◆ WHAT THE TASK ASKS ◆
Transcribe the data exactly, stopping after the "(packages, binaries, docker" line.

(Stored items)
Issue #3425, opened 2019-11-25
sensuctl add asset from Bonsai fails for 'v' prefaced asset versions


nixwiz:
When attempting add an asset from Bonsai via ```sensuctl asset add```, an asset that has its version prefaced with a 'v' will fail to download, as the 'v' is stripped from the requested URL.
## Expected Behavior

For internal sorting (latest/outdated check), stripping of the 'v' is appropriate, but it should not be removed from the requested URL.
## Current Behavior

The 'v' is being stripped from the URL causing a 404 error when attempting to add.
## Steps to Reproduce (for bugs)

1.  ```sensuctl add asset nixwiz/sensu-go-fatigue-check-filter:v0.2.2``` will fail, attempting a GET on the bonsai API for '/nixwiz/sensu-go-fatigue-check-filter/0.2.2/release_asset_builds'
2.  ```sensuctl add asset nixwiz/sensu-go-fatigue-check-filter:0.2.1``` will work

## Context

I recently changed the versioning of my filter asset to including the 'v' prefix on the version.   Following this, I am no longer able to use ```sensuctl asset add``` to add it from Bonsai.
## Your Environment

* Sensu version used (sensuctl, sensu-backend, and/or sensu-agent):  sensuctl version 5.15.0, build 13884593ee08a7f25d7f66a8b71da61c529de014, built 2019-11-19T20:20:17Z 
* Installation method (packages, binaries, docker etc.):  binaries
* Operating System and version (e.g. Ubuntu 14.04):

portertech:
We need to revisit the Bonsai work around tags with "v".

PING @jspaleta @amdprophet

julian7:
I just found this error myself. I'm wondering whether it's a relative easy thing to fix:

- version names are thanking you, but they can be fetched from Bonsai
- sensuctl, however, uses Hashicorp's goversion library, which make versions uniform and comparable
- sensuctl then try to use this canonized version name to fetch assets from Bonsai, instead of using the raw version.

It can be fixed either in Bonsai (I can't see its source, but I bet this is not an isolated attribute, therefore changing its behavior might affect other subsystems), or can be fixed in sensuctl itself.

This is the path I see being way simpler: if `(*Asset).HasVersion(*goversion.Version) bool` is replaced with something like `(*Asset).SelectVersion(*goversion.Version) *goversion.Version`, which returns the original version coming directly from Fetch Asset API endpoint, its `.Original()` could be used to fetch Asset Version.

[...]

PR #3545, opened 2020-02-04
Support Bonsai assets versions prefixed with v

palourde:

## What is this change?

It adds supports for Bonsai assets that use the version format `vX.Y.Z`, in addition to semver (`X.Y.Z`).

Closes https://github.com/sensu/sensu-go/issues/3425

Added

I tried my best to make sure I didn't forget anything; it appears this package is only used in sensuctl but I might be forgetting something.

Nope

Nope

Manually tested it and added a unit test where available.

## Is this change a patch?

Yep

### DIFF
--- a/bonsai/bonsai.go
+++ b/bonsai/bonsai.go
@@ -10,6 +10,20 @@ import (
 	corev2 "github.com/sensu/sensu-go/api/core/v2"
 )
 
+const (
+	// NameAnnotation represents a Bonsai asset name
+	NameAnnotation = "io.sensu.bonsai.name"
+
+	// NamespaceAnnotation represents a Bonsai asset namenamespace
+	NamespaceAnnotation = "io.sensu.bonsai.namespace"
+
+	// URLAnnotation represents the Bonsai API URL
+	URLAnnotation = "io.sensu.bonsai.api_url"
+
+	// VersionAnnotation represents a Bonsai asset version
+	VersionAnnotation = "io.sensu.bonsai.version"
+)
+
 // Asset stores information about an asset (metadata, versions, etc.) from Bonsai
 type Asset struct {
 	// Name is the full name (including namespace) of the asset
@@ -86,6 +100,10 @@ func (b *Asset) BonsaiVersion(version *goversion.Version) (*goversion.Version, e
 	if version == nil {
 		// No version was requested, therefore return the latest version
 		v := b.LatestVersion()
+		if v == nil {
+			return nil, fmt.Errorf("asset %q does not have any available versions", b.Name)
+		}
+
 		fmt.Println("no version specified, using latest:", v.Original())
 		return v, nil
 	} else if ok, v := b.HasVersion(version); ok {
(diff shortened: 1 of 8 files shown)


julian7:
The only problem with using `version.Original` is that it is not the version which is equivalent to the version the bonsai asset describes, but it must be exactly in the same format as it is advertised.

Example: if a bonsai asset has v0.0.1 and v0.0.2, but the version "0.0.2" has been specified, there will be a match (since converted "v0.0.2" and "0.0.2" are equivalent), but then it will fail at pulling the selected version. One has to specify "v0.0.2", the exact version string, to download.

I think we should pull the exact string from the version list, if a match is found, and it should use its original to do downloads.

palourde:
@julian7 I pushed a new commit which address this concern:

```sh
$ sensuctl asset add nixwiz/sensu-go-fatigue-check-filter:v0.2.2
fetching bonsai asset: nixwiz/sensu-go-fatigue-check-filter:v0.2.2
added asset: nixwiz/sensu-go-fatigue-check-filter:v0.2.2
$ sensuctl asset add nixwiz/sensu-go-fatigue-check-filter:0.2.2
fetching bonsai asset: nixwiz/sensu-go-fatigue-check-filter:v0.2.2
added asset: nixwiz/sensu-go-fatigue-check-filter:v0.2.2
$ sensuctl asset outdated
               Asset Name                            Bonsai Asset               Current Version   Latest Version
 ────────────────────────────────────── ────────────────────────────────────── ───────────────── ────────────────
  nixwiz/sensu-go-fatigue-check-filter   nixwiz/sensu-go-fatigue-check-filter   v0.2.2            0.4.0
```

palourde:
Here's the expected behavior now:

When installing an asset

| Command        | Bonsai Versions           | Result  |
| ------------- |:-------------:| -----:|
| `sensuctl asset add sensu/foo`     | `0.1.0`, `v0.2.0` | Adding `v0.2.0` |
| `sensuctl asset add sensu/foo:v0.1.0`     | `0.1.0`, `v0.2.0` | Adding `0.1.0` |
| `sensuctl asset add sensu/foo:0.2.0`     | `0.1.0`, `v0.2.0` | Adding `v0.2.0` |
| `sensuctl asset outdated`     | `0.1.0`, `v0.2.0` | `0.1.0`is outdated |
| `sensuctl asset outdated`     | `0.1.0`, `v0.2.0`, `0.3.0` | `0.1.0` & `v0.2.0` are outdated |

julian7:
I approve this change (whatever it means). It already made me smile yesterday, when I went through the code changes.

bonsai/bonsai.go
```diff
@@ -78,14 +93,46 @@ func NewBaseAsset(name string) (*BaseAsset, error) {
...
+// returned if the requested version does not exist
+func (b *Asset) BonsaiVersion(version *goversion.Version) (*goversion.Version, error) {
+	if version == nil {
+		// No version was requested, therefore return the latest version
+		v := b.LatestVersion()
+		if v == nil {
+			return nil, fmt.Errorf("asset %q does not have any available versions", b.Name)
+		}
+
+		fmt.Println("no version specified, using latest:", v.Original())
```
echlebek: Should probably be removed?

palourde: It was actually already present, which produces the following:

```
$ sensuctl asset add nixwiz/sensu-go-fatigue-check-filter
no version specified, using latest: 0.4.0
fetching bonsai asset: nixwiz/sensu-go-fatigue-check-filter:0.4.0
added asset: nixwiz/sensu-go-fatigue-check-filter:0.4.0
```

echlebek: Or maybe moved to somewhere less library-ish?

◆ WRITTEN RESPONSE ◆
Issue #3425, opened 2019-11-25
sensuctl add asset from Bonsai fails for 'v' prefaced asset versions


nixwiz:
When attempting add an asset from Bonsai via ```sensuctl asset add```, an asset that has its version prefaced with a 'v' will fail to download, as the 'v' is stripped from the requested URL.
## Expected Behavior

For internal sorting (latest/outdated check), stripping of the 'v' is appropriate, but it should not be removed from the requested URL.
## Current Behavior

The 'v' is being stripped from the URL causing a 404 error when attempting to add.
## Steps to Reproduce (for bugs)

1.  ```sensuctl add asset nixwiz/sensu-go-fatigue-check-filter:v0.2.2``` will fail, attempting a GET on the bonsai API for '/nixwiz/sensu-go-fatigue-check-filter/0.2.2/release_asset_builds'
2.  ```sensuctl add asset nixwiz/sensu-go-fatigue-check-filter:0.2.1``` will work

## Context

I recently changed the versioning of my filter asset to including the 'v' prefix on the version.   Following this, I am no longer able to use ```sensuctl asset add``` to add it from Bonsai.
## Your Environment

* Sensu version used (sensuctl, sensu-backend, and/or sensu-agent):  sensuctl version 5.15.0, build 13884593ee08a7f25d7f66a8b71da61c529de014, built 2019-11-19T20:20:17Z 
* Installation method (packages, binaries, docker etc.):  binaries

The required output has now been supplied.